-- EXERCISE AIM --
Every line below that holds "getroot" must be copied.

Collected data
"""

PR #494, opened 2024-06-11
Neat 300 extractor dexpi

nikokaoja:
### Added
- `DexpiExtractor` graph extractor added.


cognite/neat/graph/stores/_base.py
```diff
@@ -124,11 +124,22 @@ def from_oxi_store(cls, storage_dir: Path | None = None, rules: InformationRules
         return cls(graph, rules)
 
     def write(self, extractor: TripleExtractors) -> None:
+        _start = datetime.now(pytz.utc)
```
doctrino, line 127: Maybe worth a discussion. Do we want have pytz as a dependency for neat? Even though it is useful, as neat is a python package, we should strive to have as few dependencies as possible.

cognite/neat/graph/extractors/_dexpi.py
```diff
@@ -0,0 +1,202 @@
...
+        filepath: Path,
+        namespace: Namespace | None = None,
+    ):
+        self.filepath = filepath
+        self.namespace = namespace or DEFAULT_NAMESPACE
+        self.root = ET.parse(self.filepath).getroot()
+
+    @classmethod
+    def from_file(cls, file_path: str | Path, namespace: Namespace | None = None):
+        return cls(Path(file_path), namespace)
```
doctrino, line 38: I suggest the following:
```suggestion
    def __init__(
        self,
        filepath: Path,
        namespace: Namespace | None = None,
    ):
        self.filepath = filepath
        self.namespace = namespace or DEFAULT_NAMESPACE
        self.root = ET.parse(self.filepath).getroot()

    @classmethod
    def from_file(cls, file_path: str | Path, namespace: Namespace | None = None):
        return cls(Path(file_path), namespace)
```
```suggestion
    def __init__(
        self,
        root: Element,
        namespace: Namespace | None = None,
    ):
        self.root = root
        self.namespace = namespace or DEFAULT_NAMESPACE

    @classmethod
    def from_file(cls, file_path: str | Path, namespace: Namespace | None = None):
        return cls(ET.parse(file_path).getroot(), namespace)
```

As far as it does not hurt performance I think extractors should take the core data object in the `__init__` method that it works on the `.extract` method. 

Then, if we want to extend it in the future to for example read a dexpi from an URL it is easy to extend it with
```python
    @classmethod
    def from_url(cls, url: str, namespace: Namespace | None = None):
        import requests
        from io import BytesIO

        response = requests.get(url)
        response.raise_for_status()
        return cls(ET.parse(BytesIO(response.content)).getroot(), namespace)
```
With the current implementation the above would not be possible and you would have to dump a file to disk and read it again.

cognite/neat/graph/extractors/_dexpi.py
```diff
@@ -0,0 +1,202 @@
...
+                        id_,
+                        DEXPI[f"children/{camel_case_property}"],
+                        namespace[child.attrib["ID"]],
+                    )
+                )
+
+        return triples
+
+    @classmethod
+    def _to_uri_friendly_association_type(cls, association):
```
doctrino, line 111: type hints

cognite/neat/graph/extractors/_dexpi.py
```diff
@@ -0,0 +1,202 @@
...
+        if children := get_children(element, "GenericAttributes", 1):
+            if grandchildren := get_children(children[0], "GenericAttribute"):
+                for generic_attribute in grandchildren:
+                    # extension for schema version 3.3, where "AttributeURI" is not included
+                    if "AttributeURI" in generic_attribute.attrib:
+                        if generic_attribute.attrib["AttributeURI"] not in attributes:
+                            attributes[generic_attribute.attrib["AttributeURI"]] = [generic_attribute.attrib]
+
+                        else:
+                            attributes[generic_attribute.attrib["AttributeURI"]].append(generic_attribute.attrib)
```
doctrino, line 200: Good case for `defaultdict(list)`?
```suggestion
        attributes = defaultdict(list)
        if children := get_children(element, "GenericAttributes", 1):
            if grandchildren := get_children(children[0], "GenericAttribute"):
                for generic_attribute in grandchildren:
                    # extension for schema version 3.3, where "AttributeURI" is not included
                    if "AttributeURI" in generic_attribute.attrib:
                        attributes[generic_attribute.attrib["AttributeURI"]].append(generic_attribute.attrib)

        return dict(attributes)
```

doctrino (approved):
Great job!

A few suggestion and one point up for discussion wrt to the `__init__` method.

cognite/neat/graph/stores/_base.py
nikokaoja: Agree, but it is not our direct dep. we can though remove it from usage.

nikokaoja: Fixed

cognite/neat/graph/extractors/_dexpi.py
nikokaoja: I like this!

cognite/neat/graph/extractors/_dexpi.py
nikokaoja: yeps :)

"""

-- TASK ANSWER --
+        self.root = ET.parse(self.filepath).getroot()
        self.root = ET.parse(self.filepath).getroot()
        return cls(ET.parse(file_path).getroot(), namespace)
        return cls(ET.parse(BytesIO(response.content)).getroot(), namespace)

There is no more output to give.